PR #5198, opened 2025-05-15
fix: add community-pool rpc support

### LINKED ISSUE #4381: `pcli query community-pool balance` doesn't work
**Describe the bug**

The command `pcli query community-pool balance` returns an error when you run it.

**To Reproduce**

```
$ pcli query community-pool balance
Scanning blocks from last sync height 4076 to latest height 4076
Error: cannot process Community Pool balance data

Caused by:
    status: Unknown, message: "grpc-status header missing, mapped from HTTP status code 405", details: [], metadata: MetadataMap { headers: {} }
```

**Expected behavior**

The community pool balance should be displayed.

**Additional context**

This is not specific to the Penumbra Labs CI node; I tested this with my own fullnode and the same error was returned.

conorsch:
## Describe your changes
We've been advertising this RPC in the protobuf docs, and even in the pcli subcommands, but it hasn't ever worked. To resolve, this PR:

* hooks up the missing CommunityPool RPC in `pd`
* exercises the already-existing `pcli q community-pool balance` logic via integration tests
* adds a fix for `pcli tx community-pool-deposit` to require a value, along with tests

Closes #4381. 

## Testing

I added tests to CI, so give them a visual review as a sanity-check, but green on CI is good enough to merge.

  > Wires up documented by missing RPC; no changes to consensus logic.

### DIFF
--- a/crates/core/component/community-pool/src/component/rpc.rs
+++ b/crates/core/component/community-pool/src/component/rpc.rs
@@ -1,0 +1,86 @@
+use penumbra_sdk_proto::core::{
+    asset::v1::{AssetId, Value},
+    component::community_pool::v1::{
+        query_service_server::QueryService, CommunityPoolAssetBalancesRequest,
+        CommunityPoolAssetBalancesResponse,
+    },
+};
+
+use async_stream::try_stream;
+use futures::{StreamExt, TryStreamExt};
+use std::pin::Pin;
+use tonic::Status;
+use tracing::instrument;
+
+use cnidarium::Storage;
+
+use super::StateReadExt;
+
+pub struct Server {
+    storage: Storage,
+}
+
+impl Server {
+    pub fn new(storage: Storage) -> Self {
+        Self { storage }
+    }
+}
+
+#[tonic::async_trait]
+impl QueryService for Server {
+    /// Stream of asset balance info within the CommunityPool, to satisfy the "repeated"
+    /// field in the protobuf spec.
+    type CommunityPoolAssetBalancesStream = Pin<
+        Box<
+            dyn futures::Stream<Item = Result<CommunityPoolAssetBalancesResponse, tonic::Status>>
+                + Send,
+        >,
+    >;
+
+    #[instrument(skip(self, request))]
+    async fn community_pool_asset_balances(
+        &self,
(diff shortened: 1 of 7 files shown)


crates/core/component/community-pool/src/component/rpc.rs
```diff
@@ -0,0 +1,86 @@
...
+    #[instrument(skip(self, request))]
+    async fn community_pool_asset_balances(
+        &self,
+        request: tonic::Request<CommunityPoolAssetBalancesRequest>,
+    ) -> Result<tonic::Response<Self::CommunityPoolAssetBalancesStream>, Status> {
+        let state = self.storage.latest_snapshot();
+        let request = request.into_inner();
+
+        // Asset IDs are optional in the req; if none set, return all balances.
+        let asset_ids: Vec<AssetId> = request.asset_ids;
```
cronokirby, line 49: For correctness I think we to use the actual domain type here, because that's the one where we actually control the equality function, and that way we don't run into weird things if for some reason the RPC returns an alt denom or something.

crates/core/component/community-pool/src/component/rpc.rs
```diff
@@ -0,0 +1,86 @@
...
+                "failed to find community pool balances",
+            ))
+        })?;
+
+        let s = try_stream! {
+            for asset_balance in asset_balances {
+                let v = Value {
+                    asset_id: Some(asset_balance.0.into()),
+                    amount: Some(asset_balance.1.into())
+                };
```
cronokirby, line 63: We can simplify this a bit by using the fact that the existing Value domain type has this conversion method: https://rustdoc.penumbra.zone/main/penumbra_sdk_asset/struct.Value.html#impl-From%3CValue%3E-for-Value

cronokirby (commented):
great addition ; we can do a slight refactor of the impl to be a bit more streamlined though (I think)

cronokirby (approved):

conorsch:
Thanks for the addition; https://github.com/penumbra-zone/penumbra/pull/5198/commits/5ccf5fe0e837f1361f1aee59e296fc02f6ad9423 looks mighty fine.

PR #5199, opened 2025-05-18
support for external circuit construction

TalDerei:
## Describe your changes

generating the public and private circuit inputs is currently tightly coupled with action construction, and that needs to be disaggregated. The motivation is twofold: (1) avoid generating the circuit inputs twice (once for delegated proving and once for local proof generation), and (2) because we'll be making HTTPs requests to Taceo's MPC network from TS, which requires the public inputs as part of the request payload. We define `ActionCircuit` enum to encapsulate that. 

additionally, implements helper methods that (1) read the circuit inputs and perform constraint synthesis only (decoupling it from proof generation), and (2) serialize the resulting witnesses and matrices into an amenable form. 

pairs with https://github.com/penumbra-zone/penumbra/pull/5209


TalDerei:
closing in favor of cherry picking commits in https://github.com/penumbra-zone/penumbra/pull/5225, rebase here was more tangled than expected

Issue #5205, opened 2025-05-30
Support decoded addresses in TransactionSummary


VanishMax:
In TransactionSummary computation logic, all addresses are not checked if owned by user, even though all info is available for it: https://github.com/penumbra-zone/penumbra/blob/main/crates/core/transaction/src/view.rs#L128

Web apps call this code in WebAssembly to calculate TransactionSummary and, it is safe to say, expect the AddressView proto to be decoded in the protocol.

PR #5206, opened 2025-06-02
feat: wip: use address views in tx summary

cronokirby:
Only on the spend and output actions for now. We'll need to think a bit more about how to handle swaps.
- balance attribution for swaps isn't clear to me,
- we either need to pass an FVK, or augment the swap view with a decoded claim address.

This doesn't solve #5205 yet, but I think this already provides value for spend and output actions, which are a lot of the actions, and so I think merging it in this form is a good idea while we figure out the other salient points.

For testing, looking at the resulting pcli changes should be enough.

  > view only

### DIFF
--- a/crates/core/transaction/src/view.rs
+++ b/crates/core/transaction/src/view.rs
@@ -125,9 +125,7 @@ impl TransactionView {
                         // Provided imbalance (+)
                         let balance = Balance::from(note.value.value());
 
-                        let address = AddressView::Opaque {
-                            address: note.address(),
-                        };
+                        let address = note.address.clone();
 
                         effects.push(TransactionEffect { address, balance });
                     }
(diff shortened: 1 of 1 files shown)


VanishMax (approved):

conorsch:
> For testing, looking at the resulting pcli changes should be enough.

What changes should one expect in pcli output with this diff? To test, I sent a small amount of testnet funds to an external wallet, noted the tx hash, then ran `pcli view tx <hash>` on both this branch, and a local branch rebased on top of `protocol/lqt_branch`, but there's no difference in the tx info that's displayed. 

I was careful to run `pcli view reset` in between `pcli view tx <hash>` runs, as the path in the pcli code made it look relevant to do so. But the resulting tx info dumps are identical. Should the pcli output indeed change based on this diff?

Issue #5214, opened 2025-06-12
Release v2.0.0, via major version bump


conorsch:
# Tooling Release

In order to ship consensus-breaking protocol changes for LQT, let's prepare a `v2.0.0` release, shipping the contents of the `protocol/lqt_branch` branch. Further reading on development efforts can be found at:

* [Forum post on Liquidity Tournament](https://forum.penumbra.zone/t/uip-liquidity-tournament/159)
* #5010
* [Forum post on UIP-9](https://forum.penumbra.zone/t/uip-encrypted-lp-metadata/185)

## Changes to include

- [ ] Everything on current main, including #5213 
- [ ] Everything in the `protocol/lqt_branch`
- [ ] Including UIP-9 https://github.com/penumbra-zone/penumbra/pull/5212

## Compatibility
As this is a consensus-breaking, we should be clear in all release communications about the necessary for a coordinated chain upgrade.
Careful attention should be given to the delta between most recent stable tag in the v1.x series and the upcoming v2.x series.

conorsch:
Shipped: https://github.com/penumbra-zone/penumbra/releases/tag/v2.0.0 and `penumbra-1` upgraded to v2 earlier today, via a vote.

PR #5217, opened 2025-06-12
Move LQT tournament work on top of main

cronokirby:
PRIVACY IS A CULT
PENUMBRA IS THE KEY
UM IS THE TOKEN

(please do not squash merge this PR, for the love of all that is holy and sacred in this world)


conorsch (approved):
Refs #5010. There are a few more small changes before final tag lands (#5214), but the mainnet vote has passed, indicating that mainnet will move to this version of the protocol, so pulling the changes in to main.

PR #5225, opened 2025-06-19
protocol: delegated proving support

TalDerei:
## Describe your changes

HackMD: https://hackmd.io/5ZBNL4_xSISFRP77h_5nTw

The generation of public and private circuit inputs is currently tightly coupled with action construction, and this logic needs to be disaggregated. This refactor is necessary to support secret sharing of witness data and to allow sending both witness shares and public inputs as part of the payload in HTTP requests to Taceo’s MPC network. We define an `ActionCircuit` enum to encapsulate that logic.

Additionally, implements helper methods that:
1. Extract circuit inputs and perform _only_ constraint synthesis without initiating proof generation,
2. Serialize the resulting witness data into an amenable form.

cc @cronokirby @erwanor 

-------------

pairs with https://github.com/penumbra-zone/web/pull/2470, https://github.com/prax-wallet/prax/pull/373

### DIFF
--- a/crates/core/transaction/src/constraints.rs
+++ b/crates/core/transaction/src/constraints.rs
@@ -12,10 +12,12 @@ use std::io::Write;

TASK INSTRUCTIONS: Set down precisely the lines above between the line holding "PR #5217, opened 2025-06-12" and the line holding "HackMD: https://hackmd.io/5ZBNL4_xSISFRP77h_5nTw", inclusive, and nothing beyond them.

RESPONSE BOX:
PR #5217, opened 2025-06-12
Move LQT tournament work on top of main

cronokirby:
PRIVACY IS A CULT
PENUMBRA IS THE KEY
UM IS THE TOKEN

(please do not squash merge this PR, for the love of all that is holy and sacred in this world)


conorsch (approved):
Refs #5010. There are a few more small changes before final tag lands (#5214), but the mainnet vote has passed, indicating that mainnet will move to this version of the protocol, so pulling the changes in to main.

PR #5225, opened 2025-06-19
protocol: delegated proving support

TalDerei:
## Describe your changes

HackMD: https://hackmd.io/5ZBNL4_xSISFRP77h_5nTw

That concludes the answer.